I would reiterate the simple point - if you need the F/2.8 get the 24-70. If not the 24-105 would be my choice. Getting the 24-105 in the kit makes it a reasonably priced option too.


----------



## Bruce Photography (Mar 27, 2012)

I vote for the 24-105L. Now maybe I just got a great copy but if I only had one lens in the Canon lineup, that lens would be it. For shooting events and family it is great. For low light without flash I use my primes. To minimize cost I'd suggest the 50mm 1.4. With alittle care that lens can last a long time and it is one of my sharpest lenes of all Canon lenses. But with the Canon 5D3 and the extra iso that you will now have, you may find the 24-105 is the only lens you will need. By the way, the kit price of the 24-105L makes the lens only $800. Even I'm tempted to buy it again as a spare.


----------



## iMagic (Mar 27, 2012)

Dont have my 5d3 yet, but wouldnt 2.8 be less relevant given the better iso you can use on the 5d3? Sure bokeh is a consideration but capturing action should be easier with higher quality iso.


----------



## whocanstandagainstus (Mar 27, 2012)

I own the 24-70,24-105, and 50 1.4 and the 24-105 is my go to lens. If I had to choose one I would choose the 24-105. and get the 50 1.4 if I could afford it just for low light and bokeh. The mark 3 should give you plenty of room to not have to use 2.8, and the 50 would take care of it down the road if you needed it. The 24-105 is plenty sharp in my opinion and I have had to send my 24-70 in to canon a couple times for back focusing issues. Also the extra focal length of the 105 will be nice on a full frame camera if you are used to aps c sensors.


----------



## idratherplaytennis (Mar 28, 2012)

Just to add my 2 cents, and I'm no pro while at the same time no amateur- I've been shooting for about 5 years for a hobby and never once ventured out of manual mode (literally learned only manual and still have no idea about the Av, Tv, and P modes on my 20D)... but I am one of those freaks who insists on getting the best he can afford. So that being said, I had been throwing this same tossup of lenses over and over in my mind for the greater part of well, the last 4-5 years, reading dozens of reviews, viewing dozens of video reviews, looking at hundreds and hundreds of images produced by both on Flikr forums, and I finally made my choice back about a week ago when I pre-ordered my 5DM3. 

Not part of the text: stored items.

PR #130, opened 2023-04-17
Table Variable rework

lejaokri:
### Description
Change 1

    Add pg_depend, pg_shdepend to ENR for temp tables

Change 2

    (This depends on Change 1)

    Table Variables inside Transactions (engine code changes)

    This commit refactors how Table Variables work inside a Transaction
    especially when there is a rollback. The Table Variable metadata,
    on-disk files, and tuples should be able to survive rollback
    because Table Variables are non-transactional.

    Also, Table Variables primary key, constraint and toast tables should
    be non-transactional as well.

    On high-level there are three main components in this commit:

      1. Metadata:
         Table Variable metadata are added into ENR in order to bypass
         catalog MVCC.

      2. On-disk files:
         Table Variable relfilenode are not added to pending_deletes
         during table creation so it would not be deleted in case of rollback.

      3. Tuples:
         Introduced a new set of MVCC, Vacuum, Toast visibility functions.

 
### Issues Resolved

[List any issues this PR will resolve]
 
### Check List

- [ ] Commits are signed per the DCO using --signoff 

By submitting this pull request, I confirm that my contribution is under the terms of the PostgreSQL license, and grant any person obtaining a copy of the contribution permission to relicense all or a portion of my contribution to the PostgreSQL License solely to contribute all or a portion of my contribution to the PostgreSQL open source project.

For more information on following Developer Certificate of Origin and signing off your commits, please check [here](https://github.com/babelfish-for-postgresql/postgresql_modified_for_babelfish/blob/main/CONTRIBUTING.md#developer-certificate-of-origin).

PR #134, opened 2023-04-26
Skip shared memory cache invalidation for ENR

time-change:
### Description

With #130 checkin - as ENR access uses system catalog cache, DDLs related to ENR must call cache invalidation APIs. However, as table variables have local scope, we do not need to invalidate shared memory for other backends which creates lock based contention. 

This change gives an improvement in performance in situations with many concurrent connections using temp tables or table variables. 

Local test results on a sample of 500 connections simultaneously creating and manipulating table variables showed a modest (~4%) performance increase. 
 
### Check List

### DIFF
--- a/src/backend/access/heap/heapam.c
+++ b/src/backend/access/heap/heapam.c
@@ -2195,7 +2195,7 @@ heap_insert(Relation relation, HeapTuple tup, CommandId cid,
 	 * the heaptup data structure is all in local memory, not in the shared
 	 * buffer.
 	 */
-	CacheInvalidateHeapTuple(relation, heaptup, NULL);
+	CacheInvalidateHeapTuple(relation, heaptup, NULL, false);
 
 	/* Note: speculative insertions are counted too, even if aborted later */
 	pgstat_count_heap_insert(relation, 1);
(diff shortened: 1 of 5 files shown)


src/backend/access/heap/heapam.c
```diff
@@ -2195,7 +2195,7 @@ heap_insert(Relation relation, HeapTuple tup, CommandId cid,
 	 * the heaptup data structure is all in local memory, not in the shared
 	 * buffer.
 	 */
-	CacheInvalidateHeapTuple(relation, heaptup, NULL);
+	CacheInvalidateHeapTuple(relation, heaptup, NULL, false);
```
surendravishnoi, line 2198: this change is specifically for perf improvement. We should have data in commit description clearly stating test case and improvement achieved via this change. We can have a multi connection test where all the connections run a procedure with table variables.

time-change: Updated original comment with some test results. I will format and publish all numbers from this experiment in a separate document, thought it was best to concisely summarize results in the commit description. 

As an additional note, JDBC tests pass after running.

time-change:
Decided to not merge after discussion, there was not a significant enough performance increase to justify

PR #430, opened 2022-06-07
index `ChannelUpdated` event parameter `channel`

berndartmueller:
## Motivation

Indexed event parameters are stored in the topics part of the log instead of the data part, which allows for faster indexing/querying because of the use of bloom filters for topics. Up to three parameters in every event can be indexed. Indexed event parameters allow for faster and more efficient/effective event lookups.

Most events already have indexed parameters, therefore it's a good idea to also index the remaining events.

## Solution

Add `indexed` keyword to index event `address` parameter

### DIFF
--- a/CONTRIBUTORS.md
+++ b/CONTRIBUTORS.md
@@ -47,3 +47,4 @@ okkothejawa                    |
 FlameHorizon                   |
 vdrg                           |
 Ellahi                         | `ellahi.eth`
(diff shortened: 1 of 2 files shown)


0age:
LGTM! Want to also add yourself to `CONTRIBUTORS.md`?

berndartmueller:
@0age Yes, I would love to. Will add myself.

Thanks!

PR #435, opened 2022-06-07
Add tests for fulfill basic order with invalid length for additional recipients

stuckinaboot:
## Motivation

We have no tests for invalid length of additional recipients in the calldata for `FulfillBasicOrder`.

## Solution

Add fuzz tests for invalid length of additional recipients in the calldata for `FulfillBasicOrder`, where the tests check both
1. `fulfillBasicOrder` does not revert when additional recipients length is not modified
2. `fulfillBasicOrder` does revert when additional recipients length is modified (made smaller than the actual additional recipients length)

## Testing
`forge test --match-contract FulfillBasicOrderTest` all tests pass
`forge test --match-contract NonReentrantTest` all tests pass


0age (approved):
LGTM!

PR #440, opened 2022-06-08
gas: add unchecked for ConduitController#updateChannel

mingwatch:
## Motivation

For the arithmetic operations that will never over/underflow, using the unchecked directive (Solidity v0.8 has default overflow/underflow checks) can save some gas from the unnecessary internal over/underflow checks.

In `ConduitController.sol#updateChannel()`, when `channelPreviouslyOpen` is `true` means that `channelIndexPlusOne != 0`, and `channelIndexPlusOne` is `uint256`, so `channelIndexPlusOne` must >= 1, then `channelIndexPlusOne - 1` will never underflow.

## Solution

add `unchecked` for that case

### DIFF
--- a/contracts/conduit/ConduitController.sol
+++ b/contracts/conduit/ConduitController.sol
@@ -154,8 +154,11 @@ contract ConduitController is ConduitControllerInterface {
         } else if (!isOpen && channelPreviouslyOpen) {
             // Set a previously open channel as closed via "swap & pop" method.
             // Decrement located index to get the index of the closed channel.
-            uint256 removedChannelIndex = channelIndexPlusOne - 1;
-
+            uint256 removedChannelIndex;
+            // channelPreviouslyOpen already make sure channelIndexPlusOne > 0
+            unchecked {
+                removedChannelIndex = channelIndexPlusOne - 1;
+            }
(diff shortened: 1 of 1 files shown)


contracts/conduit/ConduitController.sol
```diff
@@ -154,8 +154,11 @@ contract ConduitController is ConduitControllerInterface {
         } else if (!isOpen && channelPreviouslyOpen) {
             // Set a previously open channel as closed via "swap & pop" method.
             // Decrement located index to get the index of the closed channel.
-            uint256 removedChannelIndex = channelIndexPlusOne - 1;
-
+            uint256 removedChannelIndex;
+            // channelPreviouslyOpen already ensures channelIndexPlusOne > 0
+            unchecked {
+                removedChannelIndex = channelIndexPlusOne - 1;
```
leonardoalt, line 160: This looks safe

leonardoalt: To clarify: this is safe.
In this branch, `channelPreviouslyOpen` must be true, which means that `channelIndexPlusOne != 0`. Since it has type `uint`, it must be `> 0` therefore safe.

I decided, at this point in my life, not being a pro, shooting family, my dogs, and for fun and NOT to make money (while at the same time doing a LOT of indoor shooting with really phenomenally low lighting in my house which I really should redo when we remodel, but I digress), that I would go with the 24-105. I mean, I was in the throes of a decision before the Mark III was even a blip on the radar screen and I was only aiming for the Mark II, even before and after the 7D was released. Having viewed and the knowledge of many higher ISO images of the Mark II and now the Mark III, I've decided it's not that vital for me to have the 2.8 speed over the f/4 because I can raise the ISO a little more and still get my shots with negligible increase in noise. Of course, this is coming from a guy who learned shooting in low-light with a 20D... where pretty much anything beyond 400 really bit the big one, in my opinion- at least in the darker rooms. Then again, I also have the 50 1.4 which is pretty amazing although I haven't really shot much with it, and I only got it as a replacement to a broken 50 1.8 which was like money with every shot. Still considering getting another 1.8- I mean, it was razor sharp. 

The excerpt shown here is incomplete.